• [What you will do]: Your task is to give the number of lines below that contain "files". Give no other text.

::::::::

PR #754, opened 2021-11-29
feat: added support for SWC

bart-krakowski:
This PR adds support for [SWC](https://swc.rs/docs/usage/cli).

### DIFF
--- a/src/swc.ts
+++ b/src/swc.ts
@@ -1,0 +1,127 @@
+const completionSpec: Fig.Spec = {
+  name: "swc",
+  description:
+    "SWC is a super-fast compiler written in rust; producing widely-supported javascript from modern standards and typescript",
+  options: [
+    {
+      name: ["--filename", "-f"],
+      description:
+        "Filename to use when reading from stdin. This will be used in source maps and errors",
+    },
+    {
+      name: "--config-file",
+      description: "Path to a .swcrc file to use",
+      args: {
+        name: "CONFIG_FILE",
+        description: "Path to a .swcrc file to use",
+        template: ["filepaths"],
+      },
+    },
+    {
+      name: "--env-name",
+      description:
+        "The name of the 'env' to use when loading configs and plugins. Defaults to the value of SWC_ENV, or else NODE_ENV, or else development",
+    },
+    {
+      name: "--no-swcrc",
+      description: "Whether or not to look up .swcrc files",
+    },
+    {
+      name: "--ignore",
+      description: "List of glob paths to not compile",
+      args: {
+        name: "PATH",
+        description: "A glob path to not compile",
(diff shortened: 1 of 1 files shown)


src/swc.ts
```diff
@@ -0,0 +1,127 @@
+const completionSpec: Fig.Spec = {
+  name: "swc",
+  description:
+    "SWC is a super-fast compiler written in rust; producing widely-supported javascript from modern standards and typescript",
+  options: [
+    {
+      name: ["--filename", "-f"],
+      description:
+        "Filename to use when reading from stdin. This will be used in source maps and errors",
```
mschrage, line 9: This option seems like it should take an argument.

src/swc.ts
```diff
@@ -0,0 +1,127 @@
...
+        name: "CONFIG_FILE",
+        description: "Path to a .swcrc file to use",
+        template: ["filepaths"],
+      },
+    },
+    {
+      name: "--env-name",
+      description:
+        "The name of the 'env' to use when loading configs and plugins. Defaults to the value of SWC_ENV, or else NODE_ENV, or else development",
+    },
```
mschrage, line 24: `--env-name` also takes an argument!

src/swc.ts
```diff
@@ -0,0 +1,127 @@
...
+      name: ["--watch", "-w"],
+      description: "Watch for changes and recompile",
+    },
+    {
+      name: ["--quiet", "-q"],
+      description: "Suppress compilation output",
+    },
+    {
+      name: ["--source-maps", "-s"],
+      description: "Values: true|false|inline|both",
```
mschrage, line 57: `--source-maps` takes an argument. It can be `true|false|inline|both`, so you could add those to a `suggestions` array on the `arg` object.

mschrage (changes requested):
Just a few small tweaks and we can get this merged in! Thank you so much for contributing @
bart-krakowski

src/swc.ts
```diff
@@ -21,6 +26,11 @@ const completionSpec: Fig.Spec = {
       name: "--env-name",
       description:
         "The name of the 'env' to use when loading configs and plugins. Defaults to the value of SWC_ENV, or else NODE_ENV, or else development",
+      args: {
+        name: "ENV_NAME",
```
fedeci, line 30: Probably we can provide suggestions for common environment names here like 
```suggestion
        name: "ENV_NAME",
        suggestions: ["production", "development", "test"],
```

fedeci (approved):
Apart from that comment it looks good! Thanks!

mschrage (approved):

mschrage:
Thanks for the quick turn around @bart-krakowski!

::::::::

• [Solution to this task]: 2